What is the exterior face of the card like?

It is simply a plastic card, on the front side of which appear the name, nationality, personal photo and 15-digit card number of the holder. In addition, there is the electronic chip that contains information about the holder, including face photo, digital certificates and fingerprints. However, the back side of the card demonstrates birth date, gender, and specimen signature of the holder as well as card validity date and number. 


What type of information has been stored in the electronic chip of the card?

The electronic chip contains face photo, name, date of birth, gender, nationality, mother's name, marital status, entry brief information (Family and town numbers), number of ID card, card's serial number, issue date, expiry date, fingerprint data, an electronic certification for authentication and an e-signature, as well as other information relating to nationality and residence for expatriates such as sponsor's number, type, number and expiry date of residence permit, knowing it is lawful to have some amendments or additions made to the card without need to get replacement.
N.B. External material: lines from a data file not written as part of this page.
PR #79, opened 2020-01-24
[IMP] core: Add a keymap mechanism

Goaman:
This keymap allows to:
- specify shortcuts from the config of the editor
- specify default shortcuts for plugins
- specify shortcuts and default shortcuts depending on the platform (mac
  or others)
- specify shortucts with javascript event 'key' or 'code'

### DIFF
--- a/packages/core/src/JWEditor.ts
+++ b/packages/core/src/JWEditor.ts
@@ -1,3 +1,4 @@
+import { BoundCommand, Keymap } from './Keymap';
 import { Dispatcher, CommandIdentifier, CommandArgs } from './Dispatcher';
 import { EventManager } from './EventManager';
 import { JWPlugin } from './JWPlugin';
@@ -6,11 +7,22 @@ import { VDocument } from './VDocument';
 import { CorePlugin } from './CorePlugin';
 import { Parser } from './Parser';
 
+export enum Platform {
+    MAC = 'mac',
+    PC = 'pc',
+}
+
+export interface Shortcut extends BoundCommand {
+    platform?: Platform;
+    pattern: string;
+}
+
 export interface JWEditorConfig {
     autoFocus?: boolean;
     debug?: boolean;
     theme?: string;
     plugins?: Array<typeof JWPlugin>;
+    shortcuts?: Shortcut[];
 }
 
 export class JWEditor {
@@ -24,6 +36,11 @@ export class JWEditor {
     vDocument: VDocument;
     autoFocus = false;
     parser = new Parser();
+    keymaps = {
+        default: new Keymap(),
+        user: new Keymap(),
+    };
+    _platform = navigator.platform.match(/Mac/) ? Platform.MAC : Platform.PC;
 
     constructor(editable?: HTMLElement) {
         this.el = document.createElement('jw-editor');
@@ -80,6 +97,9 @@ export class JWEditor {
         this.el.appendChild(this.editable);
         document.body.appendChild(this.el);
 
+        // Attach the keymaps to the editable.
+        this.editable.addEventListener('keydown', this._onKeydown.bind(this));
+
         // CorePlugin is a special mandatory plugin that handles the matching
         // between the core commands and the VDocument.
         this.addPlugin(CorePlugin);
@@ -135,6 +155,12 @@ export class JWEditor {
             Object.keys(plugin.commandHooks).forEach(key => {
                 this.dispatcher.registerHook(key, plugin.commandHooks[key]);
             });
+            // register the shortcuts for this plugin.
+            if (plugin.shortcuts) {
+                for (const shortcut of plugin.shortcuts) {
+                    this._loadShortcut(shortcut, this.keymaps.default);
+                }
+            }
             // Register the parsing functions of this plugin.
             if (pluginClass.parsingFunctions.length) {
                 this.parser.addParsingFunction(...pluginClass.parsingFunctions);
@@ -152,6 +178,11 @@ export class JWEditor {
         }
         if (config.plugins) {
             config.plugins.forEach(pluginClass => this.addPlugin(pluginClass));
+        }
+        if (config.shortcuts) {
+            for (const shortcut of config.shortcuts) {
+                this._loadShortcut(shortcut, this.keymaps.user);
+            }
         }
     }
 
@@ -176,6 +207,51 @@ export class JWEditor {
         this._originalEditable.id = this.editable.id;
         this._originalEditable.style.display = this.editable.style.display;
         this.el.remove();
+    }
+
+    //--------------------------------------------------------------------------
+    // Private
+    //--------------------------------------------------------------------------
+
+    /**
+     * Load a shortcut in the keymap depending on the platform.
+     *
+     * - If the shortuct has no platform property; load the shortuct in both
+     *   platform ('mac' and 'pc').
+     * - If the shortuct has no platform property and the current platform is
+     *   mac, modify the ctrl key to meta key.
+     * - If the shortuct has a platform property, only load the shortcut for
+     *   that platform.
+     * - If no `mapping.commandId` is declared, it means removing the shortcut.
+     *
+     * @param shortcut The shortuct definition.
+     * @param priority  The highest priority is the one that prevail.
+     */
+    _loadShortcut(shortcut: Shortcut, keymap: Keymap): void {
+        if (!shortcut.platform || shortcut.platform === this._platform) {
+            if (!shortcut.platform && this._platform === Platform.MAC) {
+                shortcut.pattern = shortcut.pattern.replace(/ctrl/gi, 'CMD');
+            }
+            keymap.bindShortcut(shortcut.pattern, shortcut.commandId, shortcut.commandArgs);
+        }
+    }
+
+    /**
+     * Listener added to the DOM that `execCommand` if a shortcut has been found
+     * in one of the keymaps.
+     *
+     * @param event
+     */
+    _onKeydown(event: KeyboardEvent): void {
+        const commandUser = this.keymaps.user.match(event);
+        const commandDefault = !commandUser && this.keymaps.default.match(event);
+        const command = commandUser || commandDefault;
+        if (command && command.commandId) {
+            event.preventDefault();
+            event.stopPropagation();
+            event.stopImmediatePropagation();
+            this.execCommand(command.commandId, command.commandArgs);
+        }
     }
 }
 
--- a/packages/core/src/JWPlugin.ts
+++ b/packages/core/src/JWPlugin.ts
@@ -1,6 +1,7 @@
 import JWEditor from './JWEditor';
 import { ParsingFunction } from './Parser';
 import { CommandIdentifier, CommandDefinition, CommandHandler } from './Dispatcher';
+import { Shortcut } from './JWEditor';
 
 export interface JWPluginConfig {
     name?: string;
@@ -13,6 +14,7 @@ export class JWPlugin {
     editor: JWEditor;
     commands: Record<CommandIdentifier, CommandDefinition> = {};
     commandHooks: Record<CommandIdentifier, CommandHandler> = {};
+    shortcuts: Shortcut[];
 
     constructor(editor: JWEditor, options: JWPluginConfig = {}) {
         this.editor = editor;
--- a/packages/core/src/Keymap.ts
+++ b/packages/core/src/Keymap.ts
@@ -1,0 +1,171 @@
+import { CommandIdentifier, CommandArgs } from './Dispatcher';
+
+export interface BoundCommand {
+    /**
+     * An undefined `commandId` effectively unbinds the shortcut.
+     */
+    readonly commandId: CommandIdentifier | undefined;
+    readonly commandArgs?: CommandArgs;
+}
+
+interface ModifiedShortcut {
+    modifiers: Set<string>;
+}
+
+interface KeyShortcutPattern extends ModifiedShortcut {
+    key: string;
+}
+
+interface CodeShortcutPattern extends ModifiedShortcut {
+    code: string;
+}
+
+type ShortcutPattern = KeyShortcutPattern | CodeShortcutPattern;
+
+interface Shortcut {
+    pattern: ShortcutPattern;
+    boundCommand?: BoundCommand;
+}
+
+/**
+ * Keymap allow to add and remove shortucts and provide a function to match if a
+ * particular pattern is found within registred shortucts.
+ *
+ * ## Adding shortcuts
+ * The expression to describe a shortuct is zero or more `modifiers` and one
+ * `hotkey` joined with the symbol `+`.
+ *
+ * ### Modifiers
+ * - SHIFT
+ * - ALT
+ * - CTRL
+ * - META
+ * - CMD (alias of META)
+ *
+ * Example:
+ * ```typescript
+ * // using a modifier and one key
+ * keymap.bindShortuct('CTRL+A', 'commandIdentifier')
+ * // using multiples modifiers and one key
+ * keymap.bindShortuct('CTRL+ALT+A', 'commandIdentifier')
+ * ```
+ *
+ * ### Hotkeys
+ * A hotkey can be wether a `key` or `code`.
+ *
+ * #### Key
+ * The syntax to describe a `key` is to write the `key` as it is. The convention
+ * is to write it in uppercase.
+ *
+ * Example:
+ * ```typescript
+ * keymap.bindShortuct('CTRL+A', 'commandIdentifier')
+ * ```
+ * The list of possible `key` values are defined in the following link:
+ * https://www.w3.org/TR/uievents/#dom-keyboardevent-key
+ *
+ * #### Code
+ * The syntax to describe a `code` is to write `<code>` (surrounded by "<" and
+ * ">").
+ *
+ * Example:
+ * ```typescript
+ * keymap.bindShortuct('CTRL+<KeyA>', 'commandIdentifier')
+ * ```
+ *
+ * The list of possible `code` values are defined in the following link:
+ * https://www.w3.org/TR/uievents/#dom-keyboardevent-key
+ *
+ * ## Removing shortucts
+ * To remove a shortuct, call `bindShortcut` without commandIdentifier
+ *
+ * Example:
+ * ```typescript
+ * keymap.bindShortuct('CTRL+<KeyA>')
+ * ```
+ */
+export class Keymap {
+    shortcuts: Shortcut[] = [];
+
+    //--------------------------------------------------------------------------
+    // Public
+    //--------------------------------------------------------------------------
+
+    /**
+     * Add or remove a shortuct.
+     *
+     * If `commandId` is set, add the shortcut.
+     *
+     * If there is no `commandId`, it means that we want nothing to execute.
+     * Thus unbinding the command.
+     *
+     * @param patternString
+     * @param commandId
+     * @param commandArgs
+     */
+    bindShortcut(
+        patternString: string,
+        commandId?: CommandIdentifier,
+        commandArgs?: CommandArgs,
+    ): void {
+        this.shortcuts.unshift({
+            pattern: this.parsePattern(patternString),
+            boundCommand: { commandId, commandArgs },
+        });
+    }
+
+    /**
+     * Get first BoundCommand found when providing `keyEvent`.
+     *
+     * @param keyEvent
+     */
+    match(keyEvent: KeyboardEvent): BoundCommand {
+        const matchingMappings = this.shortcuts.find(shortcut => {
+            const modifiers = shortcut.pattern.modifiers;
+
+            let match: boolean;
+            if ('code' in shortcut.pattern) {
+                match = shortcut.pattern.code === keyEvent.code;
+            } else {
+                match = shortcut.pattern.key === keyEvent.key.toUpperCase();
+            }
+
+            match =
+                match &&
+                modifiers.has('CTRL') === keyEvent.ctrlKey &&
+                modifiers.has('SHIFT') === keyEvent.shiftKey &&
+                modifiers.has('META') === keyEvent.metaKey &&
+                modifiers.has('ALT') === keyEvent.altKey;
+
+            return match;
+        });
+        return matchingMappings && matchingMappings.boundCommand;
+    }
+
+    /**
+     * Parse a string that represend a pattern and return a `ShortuctPattern`.
+     * Supported pattern is: [modifier+]*[<code>|key]
+     *
+     * @param pattern
+     */
+    parsePattern(pattern: string): ShortcutPattern {
+        const tokens = pattern
+            .trim()
+            .replace(/cmd/gi, 'META')
+            .split(/[+]/);
+        const keyCode = tokens.pop();
+        const modifiers = new Set(tokens.map(token => token.toUpperCase()));
+        if (!keyCode) {
+            throw new Error('You must have at least one key or code.');
+        }
+        // There are two ways to specify a shortcut hotkey : key or code
+        // - "CTRL+1" is the modifier CTRL with the event.key "1".
+        // - "CTRL+<Key1>" is the modifier CTRL with the event.code "Key1"
+        const codeMatch = keyCode.match(/^<(\w+)>$/);
+        if (codeMatch && codeMatch.length > 1) {
+            return { code: codeMatch[1], modifiers };
+        } else {
+            return { key: keyCode.toUpperCase(), modifiers };
+        }
+    }
+}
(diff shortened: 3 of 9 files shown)


Goaman:
Main work is done. There is todo in the code for the question to be think when reviewing.

nohup.out
```diff
@@ -0,0 +1,4 @@
+Nemo-Share-Message: 13:48:21.967: Called "net usershare info" but it failed: 'net usershare' returned error 255: mkdir failed on directory /var/run/samba/msg.lock: Permission denied
+net usershare: cannot open usershare directory /var/lib/samba/usershares. Error No such file or directory
+Please ask your system administrator to enable user sharing.
```
dmo-odoo: Remember what I said last tuesday ? Do not re-read your code in place in the editor, re-read your *diff*. You would not have been able to miss this.

packages/core/src/CorePlugin.ts
```diff
@@ -61,6 +61,77 @@ export class CorePlugin extends JWPlugin {
             handler: this.toggleList.bind(this),
         },
     };
+    defaultShortcuts = [
+        //
+        // personal computer
+        //
```
dmo-odoo: What is the point of this comment ? Explaining what `pc` means as a `platform` ?

packages/core/src/CorePlugin.ts
```diff
@@ -61,6 +61,77 @@ export class CorePlugin extends JWPlugin {
...
+            pattern: 'ctrl shift <Digit8>',
+            commandId: 'toggleList',
+            commandArgs: { type: 'unordered' } as ListParams,
+        },
+        //
+        // macintosh
+        //
+        //
+        // personal computer
+        //
```
dmo-odoo: It's even weirder here since you have the two of them.

packages/core/src/JWEditor.ts
```diff
@@ -47,6 +49,8 @@ export class JWEditor {
         // The editable property of the editor is the original editable element
         // before start is called, and becomes the clone after start is called.
         this.editable = editable;
+
+        this._loadShortcut = this._loadShortcut.bind(this);
```
dmo-odoo: Wow.

packages/core/src/JWEditor.ts
```diff
@@ -73,13 +77,13 @@ export class JWEditor {
         this.el.appendChild(this.editable);
         document.body.appendChild(this.el);
 
+        // Init the event manager now that the cloned editable is in the DOM.
+        this.eventManager = new EventManager(this);
+
```
dmo-odoo: Why the move ? Just wondering.

packages/core/src/JWEditor.ts
```diff
@@ -122,6 +135,23 @@ export class JWEditor {
             this.debugger = new OwlUI(this);
             this.debugger.addPlugin(DevTools);
         }
+        if (config.shortcuts) {
+            const shortcutWithPriority = config.shortcuts.map(shortcut => ({
+                priority: 1,
+                ...shortcut,
+            }));
```
dmo-odoo: Can't we just have these ones override the others, bypassing the need for setting a `priority` ?

packages/core/src/JWPlugin.ts
```diff
@@ -1,17 +1,26 @@
...
 }
 
+export interface Shortcut {
+    platform?: string;
+    pattern: string;
+    commandId: CommandIdentifier;
+    commandArgs?: CommandArgs;
+    priority?: number;
+}
+
```
dmo-odoo: I'm surprised this interface is not in `KeyMap`.

packages/core/src/JWPlugin.ts
```diff
@@ -1,17 +1,26 @@
...
 export class JWPlugin {
     static readonly parsingFunctions: Array<ParsingFunction> = [];
     name: string;
     editor: JWEditor;
     commands: Record<CommandIdentifier, CommandDefinition> = {};
     commandHooks: Record<CommandIdentifier, CommandHandler> = {};
+    defaultShortcuts: Shortcut[];
```
dmo-odoo: I would have called it `shortcuts`. It is default by construction in the sense that they might be overriden later, but it's still the plugin's shortcut. You can never change the plugin shortcuts, what you can change is the *editor* shortcuts.

packages/core/src/Keymap.ts
```diff
@@ -0,0 +1,101 @@
...
+// todo: should I place this in file Command?
+export interface CommandCall {
+    commandId: string;
+    commandArgs?: CommandArgs;
+}
+
+interface ShortcutItem extends CommandCall {
+    pattern: ShortcutPattern;
+    priority: number;
+}
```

In order to limit access to the card only to concerned bodies, some of the above-mentioned information has been encoded to preserve secrecy and private nature of it.


How far important is the ID card?

An ID card is a safe and precise means of personal identification and verification. Being the only reference available to confirm identity, ID card would make it easier for the holder to obtain all governmental and non-governmental services in the future. Among the most important benefits and features of the card are enhanced sense of belonging, protection of identity, ease and convenience and providing an integral database.


What are the main characteristics and features of the ID card?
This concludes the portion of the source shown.